98312-114

Outcomes of patients with malignant melanoma treated with immunotherapy prior to or after vemurafenib.

Subcategory: 
Category: 
Melanoma/Skin Cancers
Session Type and Session Title: 
General Poster Session, Melanoma/Skin Cancers
Abstract Number: 

8569

Citation: 

J Clin Oncol 30, 2012 (suppl; abstr 8569)

Author(s): 

Allison Ackerman, David F. McDermott, Donald P. Lawrence, Anasuya Gunturi, Keith T. Flaherty, Anita Giobbie-Hurder, F. Stephen Hodi, Nageatte Ibrahim, Michael B. Atkins, Daniel C. Cho, Ryan J. Sullivan; Beth Israel Deaconess Medical Center, Boston, MA; Massachusetts General Hospital Cancer Center, Boston, MA; Massachusetts General Hospital, Boston, MA; Dana-Farber Cancer Institute, Boston, MA


Abstracts that were granted an exception in accordance with ASCO's Conflict of Interest Policy are designated with a caret symbol (^).

Abstract Disclosures

Abstract: 

Background: Treatment of patients (pts) with BRAF mutant malignant melanoma (MM) with vemurafenib (vem), a BRAF inhibitor (BRAFi), is associated with a high response rate (RR) and improvement in progression free survival (PFS) and overall survival (OS) compared to standard chemotherapy.

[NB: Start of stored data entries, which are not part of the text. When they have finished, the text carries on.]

PR #743, opened 2020-06-26
Remove useless comments

Sxribe:
This file was cluttered with absolutely useless comments that did nothing except make the file hard to read. This file is one of the few examples that shows how to use cors with firebase functions.

For example:
```js
// [START readBodyParam]
format = req.body.format;
 // [END readBodyParam]
```
This code snippet provides **zero** additional information, however it clutters the code.

Starting the file with `[START all]` and ending with `[END all]` is once again an example of a useless comment. It's obvious that the code starts there, and ends there.

Comments should be used only for documentation, clarification, and nuances/things that need to be pointed out to future contributors.

### DIFF
--- a/quickstarts/time-server/functions/index.js
+++ b/quickstarts/time-server/functions/index.js
@@ -15,19 +15,15 @@
  */
 'use strict';
 
-// [START functionsimport]
 const functions = require('firebase-functions');
-// [END functionsimport]
-// [START additionalimports]
+
 // Moments library to format dates.
 const moment = require('moment');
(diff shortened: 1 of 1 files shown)


Sxribe:
@googlebot I signed it!

jhuleatt:
@Sxribe these comments are used by a script that inserts code from these samples into the Firebase docs, so we can't remove them. Apologies for the clutter.

Sxribe:
Makes sense, thanks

Responses to vem are typically not durable and most pts require additional therapy. However, there is little data to guide sequencing of vem with other standard therapies such as ipilimumab (ipi) or interleukin 2 (IL-2). Methods: 43 pts treated with vem as part of clinical trials from 2009-2012 were retrospectively identified. RR of vem was calculated for all pts as well as for pts treated with immunotherapy (IT) prior to vem. The OS from first systemic and vem treatment, duration of vem therapy, OS from when pts came off vem, and PFS and OS for post-vem ipi was determined using Kaplan-Meier estimates. Results: Of the 43 pts, 11 remain on vem and 32 are off vem (19 deceased) with a median follow up of 19 mo. Pre-vem LDH was elevated in 46% (17/37 evaluable pts). The RR to vem was 52% (22/42 evaluable pts), the median duration of therapy 5.6 months (mo), and the median OS 19.3 mo, similar to results in trials. The median OS from initiation of any treatment was 27 mo. 16 pts received IT (11 IL-2, 4 ipi, 1 IL-2 then ipi) prior to vem with a median OS of 31.2 mo; the RR of vem following IT was 75% (12/16). At time of vem discontinuation 50% of pts (12/24 evaluable) had an elevated LDH, and the median OS of the 32 pts who stopped vem was 4 mo from last vem dose. 10 of these pts then received single-agent ipi; six of whom had an elevated LDH. Five pts died within 3 mo of last vem dose, and all 10 pts had disease progression (PD) at 6 months with a median PFS of 0.7 mo and OS of 2.2 mo. The 3 pts who lived beyond 1 year following vem and then ipi were subsequently treated with a BRAFi following PD on ipi. Conclusions: Response to vem following IT appears similar to that seen in previously untreated pts. Median PFS and OS for pts receiving ipi after discontinuation of vem are poor, possibly due to rapid PD at the time of vem discontinuation. Prolonged OS is primarily seen with resumption of BRAF inhibition. Our data suggests that in appropriately selected pts, IT should be considered prior to BRAFi.